A sensitivity analysis with respect to the model parameters was conducted for detection probability, and the results are presented in Table 3 (two right-hand columns). In general, the probability of click detection is more sensitive to the model parameters than the probability of group detection. This is particularly evident for the source level estimate (212 ± 5 dBpp) which has a 22%/dB change in the click detection probability, but a 9%/dB change in group detection probability. A change in detection probability with source level is expected (necessary) given that higher source levels will make both individual clicks, and clicking from groups, fall above the detection threshold more often.
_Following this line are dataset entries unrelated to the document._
Issue #554, opened 2025-08-11
Psr\Log prevents other plugins from being activated


davidbarratt:
### Confirmation

- [x] My issue isn't already found on the issue tracker.
- [x] I have replicated my issue using the latest version of the plugin and it is still present.

### WordPress version

6.8.2

### Cloudflare-WordPress version

4.12.8

### PHP version

8.4.10

### Expected result

I expected to be able to activate [Flex HSA/FSA Payments](https://wordpress.org/plugins/pay-with-flex/) alongside Cloudflare without any issues.

### Actual result

A fatal error see https://github.com/JoinFlexHealth/woocommerce/issues/1

### Steps to reproduce

1. Enable Cloudflare
2. Attempt to enable [Flex HSA/FSA Payments](https://wordpress.org/plugins/pay-with-flex/)

### Additional factoids

This appears to be because [psr/log](https://packagist.org/packages/psr/log) is in an incompatible version. I think this could be solved by using the [Jetpack Autoloader](https://developer.jetpack.com/docs/jetpack-development/autoloader/)

### References

- #528
- #490
- #470
- #541
- #539

davidbarratt:
Interesting, so using Jetpack Autoloader results in this error:

> PHP Fatal error:  Declaration of CF\Integration\DefaultLogger::debug($message, array $context = []) must be compatible with Psr\Log\AbstractLogger::debug(Stringable|string $message, array $context = []): void in cloudflare/src/Integration/DefaultLogger.php on line 42

If this plugin wants to use an _older_ version of `Psr\Log` (on an unsupported version of PHP) I feel like the best solution here is to prefix the dependency?

davidbarratt:
Here are the options that I can think of and I would appreciate any feedback from @jacobbednarz (or anyone at @cloudflare)
1. Use the latest version of [psr/log](https://packagist.org/packages/psr/log) and bump support to PHP [8.0.0+](https://www.php.net/releases/8.0/en.php), a version of PHP that entered end-of-life (EOL) [nearly 2 years ago](https://endoflife.date/php).
   1. Also use [Jetpack Autoloader](https://developer.jetpack.com/docs/jetpack-development/autoloader/) to avoid this problem in the future.
2. Use [PHP Scoper](https://github.com/humbug/php-scoper) to [modify the namespace](https://deliciousbrains.com/php-scoper-namespace-composer-depencies/) of the dependencies.
[...]

PR #555, opened 2025-08-20
Compat: add psr/log v3 support in DefaultLogger; align build/deps

lgobatto:
This PR adds compatibility with psr/log v3 in DefaultLogger and adjusts related tests and Composer constraints.

Why:
- Many modern projects and frameworks have already moved to psr/log v3; keeping only v1/v2 compatibility makes integration harder and can cause dependency conflicts.

What changed:
- DefaultLogger updated to be compatible with psr/log v3 while preserving existing behavior.
- Integration tests updated to cover the new interface expectations.
- Composer dependencies adjusted to ensure compatibility with newer environments.

Notes:
- The release workflow file was aligned with upstream to avoid unrelated changes in this PR.

### DIFF
--- a/.github/workflows/release.yml
+++ b/.github/workflows/release.yml
@@ -1,47 +1,47 @@
 name: Release plugin
 on:
-    release:
-        types: [published]
+  release:
+    types: [published]
 jobs:
-    release:
-        name: New release
-        runs-on: ubuntu-latest
-        steps:
-            - name: Checkout code
-              uses: actions/checkout@v2
+  release:
+    name: New release
+    runs-on: ubuntu-latest
+    steps:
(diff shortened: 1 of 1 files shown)


barrykooij:
At this moment, we can't upgrade `psr/log` to `^3.0`. This would require us to bump our required PHP version to `8.0+` and, unfortunately, the WordPress ecosystem does not seem ready for this yet.

In release `4.14.0` we've added vendor prefixing for all used dependencies. This will resolve this issue and prevent future ones. You can read more about this in this issue: https://github.com/cloudflare/Cloudflare-WordPress/issues/554

Thank you for your pull request, and I'm sorry we couldn't implement it in this way.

The greater sensitivity of click detection to source level is a product of the overall lower probability of click detection (~0.5% within 1,000 m) compared to group detection (~40% within 1,000 m), so that even a slight increase in click detection probability becomes a larger percentage increase for the former than for the latter. Maximum dive depth is another parameter with substantial impact on the detection probability with 17%/50 m change for click counting and 5%/50 m change for group counting. All the other model parameters have only a moderate or little impact on the detection probability, except for the beam directivity which has an 18%/dB change on the probability of click detection.

Vocal Activity

The regularity of click timing during echolocation results in a strongly peaked distribution of ICIs for Kogia spp. (Supplementary Figure 3) of ~79 ms (~13 clicks/s). A secondary peak in the ICI distribution was due to irregular click production, and that some clicks in a sequence would fall below the threshold of the detector and be missed. The ICI's varied somewhat between recording locations, with modal values at site MC being slightly longer (mode = 80.6 ms, N = 35052) than those at site DT (mode = 79.5 ms, N = 4945) and at site GC (mode = 78.1 ms, N = 21077). Owing to variations in the numbers of clicks at each site, we will use a between-site mean ICI of 79.4 ms (CV = 0.02) in the remainder of this analysis. The proportion of time spent clicking during a dive cycle was previously determined for Blainville's beaked whales (as a proxy for Kogia spp.) based on acoustic tag data collected in The Bahamas (Warren et al., 2017). For Blainville's beaked whale, the mean proportion of each dive cycle that contained clicking was 0.165 with CV = 0.075. Estimated click rates (r) were obtained from the product of the mean proportion of the dive cycle spent clicking, and the inverse of the ICI (for Kogia spp.) as follows:

r=0.1650.0794 clicks/sec=2.08 clicks/sec  CV=0.08    (4)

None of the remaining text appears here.